Stories + Views
What do high-performing school systems have in common? OECD guru summarises PISA findings.
The three-yearly Programme for International Student Assessment (PISA) doesn’t just test pupils’ ability to use the knowledge they have in novel situations. The programme provides a wealth of data which can inform education policy, said Andreas Schleicher* during a recent lecture.
PISA found that the most successful school systems tend to be those which are most equitable. These systems don’t just concentrate on excellence for some but provide excellence for all. This, Schleicher said, challenged those systems which think their purpose is to “sort people”.
There isn’t a correlation between the wealth of a country and how successful its education system is. It’s how money is spent that is important. This can be, as in Korea, paying teachers more and investing in continual professional development (pushing costs up) while expecting them to teach larger classes (pushing costs down).
In Germany, after the PISA “shock” of 2000 when the country did poorly in PISA tests, investment in Germany’s education system increased. But this wasn’t all, Schleicher said. Data from PISA showed the importance of early years education which in Germany had traditionally been left to families. Now, the early years are at the centre of education policy. Similarly, PISA data is challenging another German tradition – that of separating children at age 10 into academic and vocational streams.
What can we learn from countries that have high levels of equity and high levels of performance? Schleicher asked. Education systems can’t be just copied-and-pasted but there are shared factors:
• They put a high value on education. Every country says it values education. That’s the theory, but what happens in practice? How much are teachers paid? What is their status? How do the media talk about teachers and schools?
• Successful countries accept that all pupils can succeed if they are given the opportunity and they put in the effort. Successful countries don’t divide pupils up at an early age.
• Teachers in successful countries employ a range of teaching practices to personalise learning opportunities. And pupils know what’s expected in order to succeed.
• Successful countries value teachers. They are careful how they recruit and train them; they provide continual professional development and they seek ways of improving the performance of weak teachers. In short, they provide an environment in which teachers can collaborate and share best practice.
• High performing systems set high standards and enable teachers to decide how best to teach their own pupils. High performing school systems allow teachers to be inventive.
• High performers have moved from “professional or administrative forms of accountability and control” to “professional forms of work organisations”. Standardization and compliance belong to the past, Schleicher said. In the past, the emphasis was on outcomes – in high-performing systems the emphasis is on the next stage in a pupil’s education: the next teacher, the next school, the pupil’s future life.
• In successful countries there is high performance across the entire system. Resources are directed where they are most needed. The most talented teachers teach the most challenging classes and the strongest heads lead the toughest schools.
• Lastly, education policy is aligned with other public policies – they are coherent, sustained and consistently implemented.

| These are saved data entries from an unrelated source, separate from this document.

PR #432, opened 2024-07-29
[fix] add more checks for retrying on transient error during machine creation, bump default retry for machine controller to 30 seconds

AshleyDumaine:
**What this PR does / why we need it**: During scale testing, we ran into 429 errors like below:
```
2024-06-28T14:49:10.187107427Z stderr F 2024-06-28T14:49:10Z    DEBUG   events  [429] Too many requests {"type": "Warning", "object": {"kind":"LinodeMachine","namespace":"default","name":"kubeadm4-md-0-xhh88-4j5tq","uid":"ebef4ebf-2659-4024-9524-186e8f5f7024","apiVersion":"infrastructure.cluster.x-k8s.io/v1alpha1","resourceVersion":"1138536"}, "reason": "CreateError"}
2024-06-28T14:49:10.19961153Z stderr F 2024-06-28T14:49:10Z     ERROR   Reconciler error        {"controller": "linodemachine", "controllerGroup": "infrastructure.cluster.x-k8s.io", "controllerKind": "LinodeMachine", "LinodeMachine": {"name":"kubeadm4-md-0-xhh88-4j5tq","namespace":"default"}, "namespace": "default", "name": "kubeadm4-md-0-xhh88-4j5tq", "reconcileID": "d7a20060-1f4b-4360-b852-14fdd1675bba", "error": "[429] Too many requests"}
```
This change adds extra checks for if reconciliation of a machine can be retried due to too many requests and extends the retry delay to 30 seconds from the current 10 seconds which may be too aggressive for when 429s are encountered.

Fixes #

**TODOs**:

- [x] squashed commits
- [ ] includes documentation
- [ ] adds unit tests


util/reconciler/defaults.go
```diff
@@ -37,7 +37,7 @@ const (
 	// DefaultMachineControllerWaitForRunningTimeout is the default timeout if instance is not running.
 	DefaultMachineControllerWaitForRunningTimeout = 20 * time.Minute
 	// DefaultMachineControllerRetryDelay is the default requeue delay if there is an error.
-	DefaultMachineControllerRetryDelay = 10 * time.Second
+	DefaultMachineControllerRetryDelay = 30 * time.Second
```
eljohnson92, line 40: if this bump is specifically for 429s could we maybe create a retry case just for too many requests so other transient errors can be retried more quickly?

AshleyDumaine: The others are 500 errors, I'm not sure we want to retry every 10 seconds in those cases either but can.

eljohnson92: if the errors are actually transient a quick retry should generally be appropriate, if you think we need to reevaluate retries for that status then I think we can do that as well

eljohnson92 (approved):

PR #433, opened 2024-07-30
use linodemachine status fields to delete dns records

amold1:
**Summary:**
If the entire NS, where a CAPL cluster is deployed, is deleted, DNS entries don't get cleaned up. This PR fixes that issue.

**Details:**
When a CAPL cluster is deployed in a namespace and the entire namespace is deleted, DNS entries are not cleaned up. This happens because when the NS is deleted, all resources are marked for deletion and since LinodeCluster is not directly linked to LinodeMachines, it gets deleted. This causes the linodemachine controller to fail as it relies on the LinodeCluster network spec for DNS clean ups.

**Solution:**
Store the LinodeCluster network spec to the LinodeMachine resource so that the controller can function independently

**Sample LinodeCluster Spec and LinodeMachine Status:**
```
$ k -n test-ns get linodemachine test-cluster-control-plane-g2mwb -o yaml | yq '.status.clusterNetworkSpec'
apiserverLoadBalancerPort: 6443
dnsProvider: linode
dnsRootDomain: adeodhar.net
dnsUniqueIdentifier: a1b2c3
loadBalancerType: dns
$
```
```
$ k -n test-ns get linodecluster test-cluster -o yaml | yq '.spec.network'
apiserverLoadBalancerPort: 6443
dnsProvider: linode
dnsRootDomain: adeodhar.net
dnsUniqueIdentifier: a1b2c3
loadBalancerType: dns
$
```


cloud/services/domains.go
```diff
@@ -37,14 +40,19 @@ func EnsureDNSEntries(ctx context.Context, mscope *scope.MachineScope, operation
 		return nil
 	}
 
+	// Verify that the ClusterNetworkSpec is set
+	if cmp.Equal(mscope.LinodeMachine.Status.ClusterNetworkSpec, v1alpha2.NetworkSpec{}) {
```
AshleyDumaine, line 44: [cmp should only be used for tests since it can panic if it can't compare values](https://pkg.go.dev/github.com/google/go-cmp/cmp)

Few of the above factors are present in England. The Sutton Trust recently advised that the Government tackle England’s segregated school system instead of focussing on structures while the Academies Commission says that the emphasis on structural change and the avalanche of Government initiatives is drawing attention away from the fundamentally important part of teaching – what happens in the classroom.
*Andreas Schleicher is deputy director for education and special adviser on education policy to the secretary general of the Organisation for Economic Cooperation and Development (OECD).
Thanks to Rosie Fergusson for drawing my attention to the recording and transcript of Schleicher’s speech.